Print source: Drafthouse Films

The Roman emperor Caligula (12-41) purportedly killed his grandfather, slept with his sister, made his horse a Senator, and was generally the most decadent of the first twelve Caesars. Gore Vidal’s Caligula seems a fitting first film to be produced by Penthouse Productions, an offshoot of Bob Guccione’s Penthouse magazine. While based on an essay Vidal wrote in the 1950s, it is an original Vidal screenplay. Guccione claimed it would be another Citizen Kane in its impact on the industry. Vidal quipped in the press conference that it was about “your average Roman emperor,” but emphasized that the script focused on the problem of absolute power and the treatment of people as toys. Starring Malcolm McDowell, Helen Mirren, John Gielgud and Peter O’Toole, plus a busload of porn stars, the film was an attempt to create the most explicit prestige picture in the history of cinema.

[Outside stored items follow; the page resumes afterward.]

PR #395, opened 2022-02-03
Footer and toolbar  l2 213

mstrasinskis:
# Motivation
Create the bottom toolbar element.
image
[L2-213](https://dfinity.atlassian.net/jira/software/c/projects/L2/boards/182?modal=detail&selectedIssue=L2-213)

# Changes
- presented SectionWithToolbar (with the `toolbar` slot)
- <section> was replaced with <SectionWithToolbar> to add toolbar support and bottom gradient

# Note

- @peterpeterparker button future is not clear. Especially the custom width.
- This is a **SECOND** version. The **FIRST** one `6d18e4274f2e8d53d4b4ca54058716c5efa6ce7e` adds only the custom `<Footer>` w/o more DOM changes:

**FIRST version advantages**
- cleaner DOM
- less changes

**SECOND version advantages**
- no weird place-holder workaround
- no `position: fixed` used. So the section DOM is ready to be animated

# On Mobile

image


frontend/svelte/src/routes/Accounts.svelte
```diff
@@ -22,12 +23,17 @@
     async (accounts: AccountsStore) => (main = accounts?.main)
   );
 
+  // TODO: TBD
```
nmattia, line 26: thanks! please create a ticket and link from here (applies to other TBDs as well)

frontend/svelte/src/lib/components/SectionWithToolbar.svelte
```diff
@@ -0,0 +1,99 @@
...
+<style lang="scss">
+  section {
+    position: absolute;
+    top: 0;
+    bottom: 0;
+    left: 0;
+    right: 0;
+
+    // wrapper for scrollable content
+    & > .wrapper {
```
nmattia, line 23: aren't svelte styles scoped to the component anyway? could this be any other wrapper?

frontend/svelte/src/lib/components/SectionWithToolbar.svelte
```diff
@@ -0,0 +1,99 @@
+<section>
```
nmattia, line 1: Just wondering, wouldn't it be simpler (and more flexible) to only have a toolbar component?

frontend/svelte/src/lib/i18n/en.json
```diff
@@ -26,12 +26,15 @@
...
+    "copy_identifier": "Copy identifier to clipboard",
+    "new_transaction": "New Transaction",
+    "add_account": "Add Account"
   },
   "neurons": {
     "title": "Neurons",
     "text": "Earn rewards by staking your ICP in neurons. Neurons allow you to participate in governance on the Internet Computer by voting on Network Nervous System (NNS) proposals.",
-    "principal_is": "Your principal id is"
+    "principal_is": "Your principal id is",
+    "stack_neurons": "Stack Neurons"
```
nmattia, line 37: did you mean "stake"? (here and elsewhere)

frontend/svelte/src/lib/components/SectionWithToolbar.svelte
mstrasinskis: It's done this way only because of performance 
image
But agree, in this particular case it doesn't give any advantage.

frontend/svelte/src/lib/components/SectionWithToolbar.svelte
mstrasinskis: It would be simpler but then the toolbar should be outside the `<section>` (not sure because of semantics)

frontend/svelte/src/lib/components/SectionWithToolbar.svelte
nmattia: Oh, TIL! thanks

frontend/svelte/src/lib/components/SectionWithToolbar.svelte
peterpeterparker: I would rather like a toolbar component too.

Instead of

```
<Layout>
     <SectionWithToolbar>
          ...
```

I find following more readable

```
<Layout>
    ...
    
    <Toolbar />
```

It also follows other design system approach I know e.g. Ionic.

If outside the `<section>`then we can use a `<footer>`  to encapsulate the toolbar, maybe not that bad for semantic?

frontend/svelte/src/lib/components/SectionWithToolbar.svelte
```diff
@@ -0,0 +1,99 @@
...
+    position: absolute;
+    top: 0;
+    bottom: 0;
+    left: 0;
+    right: 0;
+
+    // wrapper for scrollable content
+    .wrapper {
+      position: absolute;
+      top: 0;
```
peterpeterparker, line 25: assuming we create a `<Toolbar />`, this will moves but if not, `inset`  can be used to shorten the style

frontend/svelte/src/lib/components/SectionWithToolbar.svelte
```diff
@@ -0,0 +1,99 @@
...
+    // bottom gradient
+    &::after {
+      content: "";
+      position: absolute;
+      bottom: 0;
+      left: 0;
+      right: 0;
+      height: var(--section-toolbar-height);
+
+      z-index: 1;
```
peterpeterparker, line 50: there is a global `--z-index` (I think) props. can be useful to use it everywhere when we set z-index so that we can find these easily if we ever have to push things up or down.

As filming progressed, and Vidal saw what Guccione, director Tinto Brass and lead actor Malcolm McDowell had done to his script, adding extra sex and violence to increase its chances of commercial success, he sued to have his screenwriter credit removed. He called Caligula "easily one of the worst films ever made." Variety described it as “a moral Holocaust,” and Helen Mirren called it “an irresistible mix of art and genitalia.”

Including several minutes of restored footage, “The Ultimate Cut” of 2023 will screen.